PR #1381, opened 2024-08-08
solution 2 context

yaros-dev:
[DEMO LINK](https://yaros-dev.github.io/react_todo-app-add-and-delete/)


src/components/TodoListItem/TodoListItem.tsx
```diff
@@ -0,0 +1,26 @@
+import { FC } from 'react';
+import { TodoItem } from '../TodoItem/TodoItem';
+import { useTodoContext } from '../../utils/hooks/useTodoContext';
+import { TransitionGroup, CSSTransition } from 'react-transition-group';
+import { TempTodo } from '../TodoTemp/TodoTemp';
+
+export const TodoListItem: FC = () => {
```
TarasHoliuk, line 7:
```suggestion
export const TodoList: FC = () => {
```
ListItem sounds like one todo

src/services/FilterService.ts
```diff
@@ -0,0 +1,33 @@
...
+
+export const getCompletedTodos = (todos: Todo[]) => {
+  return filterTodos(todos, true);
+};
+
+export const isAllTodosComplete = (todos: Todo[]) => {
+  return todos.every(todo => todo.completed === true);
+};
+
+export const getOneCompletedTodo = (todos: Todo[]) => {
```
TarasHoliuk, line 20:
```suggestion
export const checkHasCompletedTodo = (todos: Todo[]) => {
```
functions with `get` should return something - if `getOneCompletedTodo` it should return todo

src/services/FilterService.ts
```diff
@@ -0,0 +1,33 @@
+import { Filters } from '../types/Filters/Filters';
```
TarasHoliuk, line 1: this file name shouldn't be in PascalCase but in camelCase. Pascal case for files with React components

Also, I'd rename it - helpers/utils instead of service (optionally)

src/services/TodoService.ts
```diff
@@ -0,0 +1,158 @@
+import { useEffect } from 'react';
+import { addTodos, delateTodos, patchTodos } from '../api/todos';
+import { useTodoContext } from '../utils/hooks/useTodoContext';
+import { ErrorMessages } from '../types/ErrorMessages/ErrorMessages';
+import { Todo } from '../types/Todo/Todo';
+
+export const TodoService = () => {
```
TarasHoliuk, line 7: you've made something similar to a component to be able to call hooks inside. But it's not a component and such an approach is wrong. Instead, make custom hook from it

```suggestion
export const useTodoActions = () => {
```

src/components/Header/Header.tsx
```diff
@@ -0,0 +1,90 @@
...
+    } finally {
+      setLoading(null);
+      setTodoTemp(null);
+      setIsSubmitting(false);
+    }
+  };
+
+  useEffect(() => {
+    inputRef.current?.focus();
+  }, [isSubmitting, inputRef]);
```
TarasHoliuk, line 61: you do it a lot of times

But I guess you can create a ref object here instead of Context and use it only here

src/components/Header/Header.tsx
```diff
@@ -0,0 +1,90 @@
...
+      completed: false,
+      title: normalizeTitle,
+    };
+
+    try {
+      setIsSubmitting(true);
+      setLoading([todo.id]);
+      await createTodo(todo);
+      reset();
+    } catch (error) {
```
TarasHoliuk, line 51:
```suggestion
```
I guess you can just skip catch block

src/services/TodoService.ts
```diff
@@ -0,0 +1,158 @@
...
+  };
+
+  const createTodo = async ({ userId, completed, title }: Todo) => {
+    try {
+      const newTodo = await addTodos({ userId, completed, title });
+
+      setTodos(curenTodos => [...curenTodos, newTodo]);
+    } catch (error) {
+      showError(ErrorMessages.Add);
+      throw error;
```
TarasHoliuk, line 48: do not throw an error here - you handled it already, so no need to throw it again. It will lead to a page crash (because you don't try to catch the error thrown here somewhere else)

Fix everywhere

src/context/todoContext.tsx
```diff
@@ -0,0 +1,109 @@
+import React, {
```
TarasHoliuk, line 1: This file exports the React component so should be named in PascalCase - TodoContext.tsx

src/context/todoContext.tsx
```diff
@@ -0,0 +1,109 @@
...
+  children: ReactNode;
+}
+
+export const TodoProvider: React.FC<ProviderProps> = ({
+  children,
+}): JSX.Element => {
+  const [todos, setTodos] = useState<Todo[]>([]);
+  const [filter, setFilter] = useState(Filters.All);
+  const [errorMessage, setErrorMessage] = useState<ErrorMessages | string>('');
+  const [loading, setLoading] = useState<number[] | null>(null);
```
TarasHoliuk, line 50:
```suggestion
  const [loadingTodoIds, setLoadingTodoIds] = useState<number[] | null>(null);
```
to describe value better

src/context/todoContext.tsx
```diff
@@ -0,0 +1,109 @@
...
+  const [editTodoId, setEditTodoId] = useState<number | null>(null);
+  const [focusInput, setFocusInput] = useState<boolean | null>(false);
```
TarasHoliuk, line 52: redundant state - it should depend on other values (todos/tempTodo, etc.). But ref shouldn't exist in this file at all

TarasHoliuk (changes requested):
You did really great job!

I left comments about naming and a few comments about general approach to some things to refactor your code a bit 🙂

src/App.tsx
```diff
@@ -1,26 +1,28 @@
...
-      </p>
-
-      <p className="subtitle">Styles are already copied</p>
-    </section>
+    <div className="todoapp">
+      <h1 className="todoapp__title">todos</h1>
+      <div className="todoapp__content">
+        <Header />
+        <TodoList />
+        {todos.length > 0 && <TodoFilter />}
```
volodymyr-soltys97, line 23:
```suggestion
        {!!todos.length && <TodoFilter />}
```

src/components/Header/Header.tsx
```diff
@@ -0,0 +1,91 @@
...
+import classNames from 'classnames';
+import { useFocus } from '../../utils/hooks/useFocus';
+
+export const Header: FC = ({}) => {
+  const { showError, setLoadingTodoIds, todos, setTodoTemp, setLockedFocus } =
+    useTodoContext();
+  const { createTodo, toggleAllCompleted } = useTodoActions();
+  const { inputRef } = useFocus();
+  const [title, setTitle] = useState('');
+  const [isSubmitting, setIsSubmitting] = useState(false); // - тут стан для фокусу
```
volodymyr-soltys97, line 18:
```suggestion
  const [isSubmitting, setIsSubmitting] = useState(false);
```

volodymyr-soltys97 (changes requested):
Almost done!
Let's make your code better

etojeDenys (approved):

■ ■ ■

▸ Goal of the exercise
Look over the listing above and copy each line that contains "ErrorMessages".

▸ Exercise output
+import { ErrorMessages } from '../types/ErrorMessages/ErrorMessages';
+      showError(ErrorMessages.Add);
+  const [errorMessage, setErrorMessage] = useState<ErrorMessages | string>('');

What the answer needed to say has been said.